Making their own changes

Current and retired federal judges say they know their districts best and that the judiciary will sort itself out. This happened in the Southern District of Texas, the Western District of Texas and the Western District of Louisiana.

There used to be two single-judge divisions in the Southern District of Texas. In Victoria, Tex., U.S. District Judge Drew B. Tipton received all civil and criminal cases, including several high-stakes immigration cases. Like Kacsmaryk’s, Tipton’s rulings have been wins for the right.

But in 2023, Tipton was transferred to the Houston Division and two judges in Corpus Christi picked up his Victoria cases. While Crane, the chief judge, said the transfer was not in response to judge-shopping complaints, the move ended one of the most significant hubs for the practice in the state.

In Galveston, the other single-judge division in the district, Judge Jeffrey V. Brown acknowledged in a statement that “judge-shopping is an issue of concern.” His chambers said he issued an order in December that plaintiffs must explain their case’s connection to Galveston if there is no obvious “factual nexus.” The court will then decide if the case should be transferred elsewhere.

Crane said there has been no case filed in Galveston seeking nationwide relief on any issue since Brown put the new procedure in place.
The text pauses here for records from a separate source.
PR #896, opened 2024-07-30
feat: `LinkRx::recv_async`

de-sh:
## Checklist:

### DIFF
--- a/rumqttd/src/link/local.rs
+++ b/rumqttd/src/link/local.rs
@@ -338,6 +338,23 @@ impl LinkRx {
         }
     }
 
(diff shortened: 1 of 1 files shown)


rumqttd/src/link/local.rs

In the Western District of Texas, the number of patent cases declined by about 41 percent in 2023 after the chief judge directed them to be randomly assigned — a response to Roberts’s concerns.
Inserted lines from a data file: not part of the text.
PR #916, opened 2024-09-29
feat: return token when request is made, resolve token when request handling completes

de-sh:
Solves #805 

## Type of change

New feature, that notifies the requester when their requests are acknowledged by the broker(in the case of QoS 1/2 Publishes and Subscribe/Unsubscribe) or when they are written to TCP buffer(for all other requests).

**BREAKING:** [`pending`](https://github.com/bytebeamio/rumqtt/pull/916#discussion_r1783221572) definition changes from `VecDeque<Request>` to `VecDeque<(Request, Option<PromiseTx>)>`.

## Checklist:


xiaocq2001:
Glad to see the progress here. Is there any example on how the feature is used?

de-sh:
Thanks for the review, two more things I have been thinking about with respect to the interface are as follows:

rumqttc/src/eventloop.rs
```diff
@@ -75,11 +75,11 @@ pub struct EventLoop {
     /// Current state of the connection
     pub state: MqttState,
     /// Request stream
-    requests_rx: Receiver<Request>,
+    requests_rx: Receiver<(Request, Option<PromiseTx>)>,
```
de-sh, line 78:
```suggestion
    requests_rx: Receiver<PendingRequest>,
```

rumqttc/src/eventloop.rs
```diff
@@ -75,11 +75,11 @@ pub struct EventLoop {
...
     /// Requests handle to send requests
-    pub(crate) requests_tx: Sender<Request>,
+    pub(crate) requests_tx: Sender<(Request, Option<PromiseTx>)>,
     /// Pending packets from last session
-    pub pending: VecDeque<Request>,
+    pub pending: VecDeque<(Request, Option<PromiseTx>)>,
```
de-sh, line 82: This is a breaking change, note on release

rumqttc/src/eventloop.rs
de-sh: Resolved in https://github.com/bytebeamio/rumqtt/pull/917

xiaocq2001:
> Thanks for the review, two more things I have been thinking about with respect to the interface are as follows:
> 
> 1. Returning pkid instead of `()`.
> 2. Errors with more context about why a request was refused by the broker, both subscribe and unsub acks have reason codes as response. Should this just return the acknowledgement packets received from the broker or repackage the same into a more presentable type?

For 1, that's great. That also helps on 2, before we decide to put more things in error cases, the pkid helps to extract the error packet from event loop events.
For 2, I vote the acknowledgement packets, since that's not only the reason code, but also with reason string and maybe other user defined properties.

rumqttc/examples/ack_promise_sync.rs
```diff
@@ -0,0 +1,117 @@
...
+        .blocking_wait()
+    {
+        Ok(pkid) => println!("Acknowledged Pub({pkid})"),
+        Err(e) => println!("Publish failed: {e:?}"),
+    }
+
+    // Spawn threads for each publish, use channel to notify result
+    let (tx, rx) = bounded(1);
+
+    let future = client
```
tekjar, line 69: Rename these to tokens instead of futures

izolyomi:
Thank you for the efforts, I'm also interested in using this once it's merged.

Leandros:
Any way that one can help to get this merged? 

Thank you!

swanandx:
just an heads up: this will be merged and released with rumqttc upcoming version by / in January!

thank you so much for your patience and contribution 💯

CosminPerRam:
Bump, any news regarding merging this?

izolyomi:
Do you maybe have any updates like a current schedule or planned deadline for a merge and release of this feature? Thank you for the efforts.

tekjar:
Hi @izolyomi . We are unfortunately delayed on this. We'll try to focus on these issues in Feb and cut a new release

cartertinney:
I checked this out and it works quite well, aside from a handful of issues:

1) The reason for rejection by the broker that are reported via the Token cannot seem to be matched upon, or interacted with in any meaningful way. It would be nice if I could write conditional logic the respond to particular rejections in different ways. Perhaps I missed something?

2) If a subscribe or unsubscribe is done when the client thinks it is connected, but is not and has just not timed out on the ping/keep alive yet, the Token will hang indefinitely - I am assuming is because, per MQTT spec, unacknowledged SUB and UNSUB are discarded upon connection loss/reconnect, but the discard does not seem to get reported to the Token, resulting in the token.await hanging forever.

3) When using QoS2 and manual ack for a received message (perhaps this also applies with auto ack), I'm seeing the Token.await return after the PUBREC is sent, without waiting for the rest of the PUBREL/PUBCOMP handshake

4) When using QoS1 or QoS2 and manual ack for a received message if there is a disconnect between receiving the message and sending the manual ack with .ack(), the PUBACK will queue up and be redelivered upon reconnect, which is a MQTT spec violation as it can lead to acking the wrong message, or duplicate acks in edge cases, or even broker disconnects. I assume this also applies to automatic acking, but it's very hard to reproduce this condition without manual ack.

I see that the release of this feature has been delayed - is there some issue with the implementation that I'm missing? Aside from the above issues I found, everything worked fantastic, and it would be extremely helpful to get this integrated into my codebase ASAP. Are there any updates?

de-sh:
>  checked this out and it works quite well, aside from a handful of issues:

Thanks for pointing these out @cartertinney, will figure out how to solve this over the weekend!

swanandx:
> #946 appears to have solved issues 1 and 3 that I raised above. Thanks much, I continue to look forward to fixes for 2 and 4.
> 
> To expand on issue 2, further testing exposed that this same hanging issue affecting `.subscribe()` and `.unsubscribe()` also appears when using manual acks with the `.ack()` method on QoS2 messages, which makes sense and follows from the original observations, but I just thought I should clarify.

for 2, if client is timed out on keep alive, the connection is closed and so token should resolve to `Disconnected` error! you are mentioning that this isn't working right?

for 3, we tested and it was working fine.

note that when using manual acks with qos 2 you just need to ack the incoming publish ( rest of the qos 2 flow is handled internally, i.e. pubrel/pubcomp hadshake is done internally ) and for outgoing publishes, token is resolved only after getting pubcomp!

[ shall we have manual acks for PubRec &/ PubRel as well? cc: @tekjar @de-sh ]

can you please provide a minimal poc so that we can reproduce the issue to fix it?

thanks!

cartertinney:
> > #946 appears to have solved issues 1 and 3 that I raised above. Thanks much, I continue to look forward to fixes for 2 and 4.
> > To expand on issue 2, further testing exposed that this same hanging issue affecting `.subscribe()` and `.unsubscribe()` also appears when using manual acks with the `.ack()` method on QoS2 messages, which makes sense and follows from the original observations, but I just thought I should clarify.
> 
> for 2, if client is timed out on keep alive, the connection is closed and so token should resolve to `Disconnected` error! you are mentioning that this isn't working right?
> 
> for 3, we tested and it was working fine.
> 
> note that when using manual acks with qos 2 you just need to ack the incoming publish ( rest of the qos 2 flow is handled internally, i.e. pubrel/pubcomp hadshake is done internally ) and for outgoing publishes, token is resolved only after getting pubcomp!
> 
> [ shall we have manual acks for PubRec &/ PubRel as well? cc: @tekjar @de-sh ]
> 
> can you please provide a minimal poc so that we can reproduce the issue to fix it?
> 
> thanks!

Yes, like I said, issues 1 and 3 appear to be solved. I'm happy with the way QoS2 handles the PUBREC/REL/COMP handshake, it is much improved from prior iterations - I personally don't think manual PUBCOMP has much value from a user perspective, I like the current solution.

As for 2, I can run the test again, perhaps I missed something, but you are correct - I'm not seeing the Token resolve to a Disconnected error, I'm seeing the same hanging behavior as before on Tokens created by SUB and UNSUB operations.

swanandx:
>  I'm not seeing the Token resolve to a Disconnected error, I'm seeing the same hanging behavior as before on Tokens created by SUB and UNSUB operations
>

my observations:
`TokenError::Disconnected` is returned when the sender ( say `tx` ) is dropped. At a given time tx can be at:
- in channel between client and eventloop
this is when we call the method ( publish/subscribe/etc ) and eventloop is yet to process that request.

- in state of eventloop
one that Request is processed and we are waiting for the Ack

Issue is that the **`tx` is never dropped** if we don't have network connection!

<details>

<summary>Minimal PoC</summary>

```rust
use rumqttc::{AsyncClient, MqttOptions, QoS};
use std::time::Duration;

#[tokio::main(flavor = "current_thread")]
async fn main() {
    let mqttoptions = MqttOptions::new("poc", "never-connect-here", 1883);

    // spawn eventloop poll in separate task
    tokio::task::spawn(async move {
        loop {
            let event = eventloop.poll().await;
            match &event {
                Ok(v) => {
                    println!("Event = {v:?}");
                }
                Err(e) => {
                    println!("Error = {e:?}");
                    tokio::time::sleep(Duration::from_secs(60)).await;
                }
            }
        }
    });

    let token = client
        .subscribe("hello/world", QoS::AtMostOnce)
        .await
        .unwrap();

    // as we never connect to network, we never process any requests in eventloop
    // that are pending in channel. Hence sender is never dropped and token is
    // never resolved!
    match token.await {
        Ok(pkid) => println!("Acknowledged Sub({pkid:?})"),
        Err(e) => println!("Subscription failed: {e:?}"),
    };
}
```
</details>

For keep alive timeouts / disconnects due to other errors:

packets that are sent, i.e. for handles in state, we should clear them em, pushed the commit https://github.com/bytebeamio/rumqtt/pull/916/commits/c7ec9b4a033e3d0e6dc3ad7d27e0c05731ffdbc6 for fixing this!


But for the ones that are in channel ( yet to reach the eventloop ). we don't intend to drop the **requests** which are in channel, which leads to that hanging behaviour as in above poc and mentioned above.

please comment on the above behaviour for suggestions! 

thanks!

swanandx:
> 4. When using QoS1 or QoS2 and manual ack for a received message if there is a disconnect between receiving the message and sending the manual ack with .ack(), the PUBACK will queue up and be redelivered upon reconnect, which is a MQTT spec violation as it can lead to acking the wrong message, or duplicate acks in edge cases, or even broker disconnects. I assume this also applies to automatic acking, but it's very hard to reproduce this condition without manual ack.
> 

we do not retransmit the pubacks though: https://github.com/bytebeamio/rumqtt/blob/cb89fcfb75b794b1f6438e33469df4cb9ed64f9c/rumqttc/src/eventloop.rs#L137 

can you verify again if i'm missing something or maybe something related to qos2?

rumqttc/src/lib.rs
```diff
@@ -145,6 +144,8 @@ use rustls_native_certs::load_native_certs;
 pub use state::{MqttState, StateError};
 #[cfg(any(feature = "use-rustls", feature = "use-native-tls"))]
 pub use tls::Error as TlsError;
+use tokens::Resolver;
```
joshuachp, line 147:
```suggestion
pub use tokens::Resolver;
```

Could we make the resolver public for testing?

cartertinney:
@de-sh @swanandx 

Trying out the latest version, I now see the expected behavior for SUB and UNSUB in the case of connection drops, I now get a `TokenError` indicating the "sender side of channel was dropped". This is the right behavior, although the error text is a little confusing (the connection was lost, the underlying channel or Event Loop wasn't dropped from memory and still exists, and if connection were to be regained things would again begin working normally). That quirk of semantics aside, this is a huge improvement for correctness, I am thrilled with this change.

Now, regarding the acknowledgement process:

I understand that the ACK requests that queue up while disconnected are in the channel (yet to reach the EventLoop/ MQTT session), but the issue is that allowing them to queue up like this violates the MQTT specification. Acking a message from a previous connection upon reconnect is dangerous because we can't guarantee we are acknowledging the packet we think we are. Consider the case:

A publish is sent to the client from the broker. After receiving the publish, but before sending the PUBACK, the client loses connection. The PUBACK is queued up in the channel. Eventually, the client reconnects. The broker redelivers the original publish, now with the DUP flag set to true. The queued up PUBACK the client had in the channel is also delivered upon reconnect. This PUBACK was intended to be sent for the original copy of the message on a prior connection, but now acks the redelivery from the broker's perspective. The broker sees no outstanding PKID that needs to be acked, but the client thinks it still needs to ack the duplicate (treated as a new message per spec), resulting in a second ACK being sent for the same PKID. At this point:

1) The broker may choose to end the session with the client for sending an unexpected ACK (in my experience this is most common on QoS2 with unsolicited PUBREC errors)
2) If the broker had reassigned the PKID to a new message (because the PKID was acked means it's available for reassignment), and delivers it to the client before the client sends the second ACK for the duplicate message, the client could incorrectly ack a completely different message.

This is admittedly a fairly unlikely scenario when using QoS1 and automatic acking, but when using QoS2, or when using manual ack (and ESPECIALLY when using QoS2 with manual ack), this scenario actually becomes relatively easy to trigger.

cartertinney:
@swanandx My apologies for the delay in response. Got caught up in some other items.

Even on QoS1 when I invoke `.ack()` while disconnected, I see the `Outgoing(PubAck)` appear on the `EventLoop` after reconnect. Furthermore, the `AckOfAck` I get back after the reconnect resolves to `None` which I believe should indicate successful send of the PubAck for QoS 1.

So, unless I'm missing something, I believe my previous point stands - I'm seeing PubAcks queue up while offline, although the problem is significantly worse on QoS2.

The repro for this is rather simple:

- Create a client that receives messages using manual ack on QoS1.
- After receiving a message, but before invoking `.ack()` drop the network
- After the `EventLoop` has detected the disconnect, allow the invocation of `.ack()` on the message previously received.
- Reconnect the network
- `EventLoop` will reconnect
- You will see the queued `Outgoing(PubAck)` on the `EventLoop` in the logs
- The `Token<AckOfAck>` that was provided by the invocation to `.ack()` will resolve to `None`.

swanandx:
hey @cartertinney , thanks for your patience.

> PubAck for a publish from a previous connection was queued offline and delivered upon reconnect, which is invalid.
>

we do the cleanup when network is dropped ( or there is some other error ).

once that cleanup is done, anything pushed to channel between client and eventloop don't have anything to do with old session.

In case you mentioned above, you are calling `.ack()` _after_ the cleanup is done, so it gets buffered in channel and sent when we are able to. Just like callling `.publish()`, if you call `.publish()` it will put that request in channel and send in on new session. 

I believe this should be users responsibility to call `.ack()` only when it is supposed to be called.

cartertinney:
@swanandx 

I see where you're coming from, and if that's your API philosophy, I do recognize it as consistent with other choices you've made, but I think that in practice expecting the user to behave correctly is a bit impractical given that the connection state information is only known by the event loop polling thread, wheras the part of a hypothetical application that's doing manual acking, or publishing, or anything else is... well, in a different thread. You're basically forcing every application that does manual acking to build constructs to track and share data regarding connection state, which is doable, but seems a bit of an imposition on application design when it would seemingly be easier to implement internally.

Similar things could be said of manual ack ordering though, and again, I do recognize that you making ideologically consistent API design choices, so at least there is consistency. 

Let me try implementing such a scheme to prevent inappropriate calls to `.ack()` and see how much work is required to do it.

swanandx:
> Let me try implementing such a scheme to prevent inappropriate calls to .ack() and see how much work is required to do it.
>
cool, thanks!

> You're basically forcing every application that does manual acking to build constructs to track and share data regarding connection state
>

Only if that is required by application. Generally you won't need to build any construct, it can be achieved by setting the capacity of channel to 0 ( we do it in [uplink](https://github.com/bytebeamio/uplink/blob/0d98ca5c05d343b02f89982fb36d5f5f363c48b1/uplink/src/base/mqtt/mod.rs#L81) as well )

Having it set to 0 ensures that packets don't get accepted when network is down ( because of how poll works ). Then in your application you can opt to _block_ on publish, subscribe, ack etc ( or do it without _blocking_ by try_publish, try_subscribe, try_ack etc. ). 

That is the behavior you are expecting right?  

Thanks for understanding my pov and for the feedback!

izolyomi:
> Hi @izolyomi . We are unfortunately delayed on this. We'll try to focus on these issues in Feb and cut a new release

Does anyone have an updated rough estimated time of arrival for a next release including this change?

KaSroka:
Any updates on this? This is essential to implement durable message queue on top of mqtt.

giridher-art:
hey @KaSroka we are currrently working internal fork of rumqttc which includes all these features and we will open it for testing ASAP.

thehouseisonfire:
> hey @KaSroka we are currrently working internal fork of rumqttc which includes all these features and we will open it for testing ASAP.

Mate you've been saying this for 3 months. Can you just release the fork so we can get these features going (or at least *help you* with the changes)? Else I might just beat you to the punch with my own fork.

izolyomi:
I've seen the recently forked maintained version by @thehouseisonfire . This PR does not seem to be included, am I correct? It's very unfortunate that there's still zero activity around this feature.

With the current implementation publishing messages only enqueue the message in the underlying message channel and it always succeeds as long as it's not full yet, even if the network connection the Mqtt broker is completely failing. Maybe there's a better way of making publishing more reliable by properly detecting network errors but I'm unaware of how it could be done.

thehouseisonfire:
Hi @izolyomi, sorry for the delay.

Working on it. In fact, you may see some traces of it on my latest release (0.28.0) though I don't consider that path up to par yet. It will be my next focus after I cleanup some low hanging fruit I had left to pick.

Hoping to get that done and shipped in 2-3 weeks, maybe earlier, but let's be conservative.

CosminPerRam:
Hey, could this branch be rebased with `main` to be able to use the `use-rustls-no-provider` feature? Thanks.

de-sh:
> Hey, could this branch be rebased with `main` to be able to use the `use-rustls-no-provider` feature? Thanks.

Hope this helps: https://github.com/bytebeamio/rumqtt/commit/6449dffcbe186d56d778950b7ceb50a57109b5c9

In Louisiana, Terry A. Doughty used to be the only judge in his courthouse in Monroe. In 2023, two other judges started taking some cases filed there following concerns about judge shopping, though Doughty — the chief judge of the Western District — still handles about 70 percent.

Judges in the district decided not to adopt the random case assignment policy because each division now has more than one judge, Doughty said. In 2023, he blocked the federal government from communicating with social media companies — a decision rejected by the Supreme Court this summer on procedural grounds.

In the Lake Charles Division of the district, Judge James D. Cain Jr. hears 90 percent of civil cases filed, while Judge David C. Joseph only hears 10 percent. A Trump appointee with a history of upending Biden’s climate goals, Cain in July blocked the administration’s pause on approving new facilities that export liquefied natural gas.

The government had asked Cain to dismiss the case for lack of jurisdiction.